» **What you have to do**: Scan the records for the string "viper"; copy each line where it occurs.

» **Input records**:

········

PR #586, opened 2024-01-03
Fixup various cache and testing failures

bbockelm:
This cleans up a deadlock in the `pelican cache serve` mode generated in #570 and fixes some race/ordering conditions I spotted which may be causing flakey unit tests also post the #570 merge.

### DIFF
--- a/cmd/fed_serve_test.go
+++ b/cmd/fed_serve_test.go
@@ -80,6 +80,7 @@ func TestFedServePosixOrigin(t *testing.T) {
 	viper.Set("Origin.EnableVoms", false)
 	viper.Set("TLSSkipVerify", true)
 	viper.Set("Server.EnableUI", false)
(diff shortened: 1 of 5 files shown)


bbockelm:
@haoming29 - I can't promise there aren't other race conditions.  However, this definitely solves two of them in the tests and has been one of the few GHA runs to get a clean bill of health since this afternoon.  So, a quick review would be appreciated.

cmd/fed_serve_test.go
haoming29, line 1: I also added this line in my [director as federation PR](https://github.com/PelicanPlatform/pelican/blob/463e003c0820e7f2678b2357c7c26a0b9d9b79a9/cmd/fed_serve_test.go#L73) Depending on whose gets merged in first, the other need to address conflict.

haoming29 (approved):
LGTM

········

» **Finished task**:
 	viper.Set("Origin.EnableVoms", false)
 	viper.Set("TLSSkipVerify", true)
 	viper.Set("Server.EnableUI", false)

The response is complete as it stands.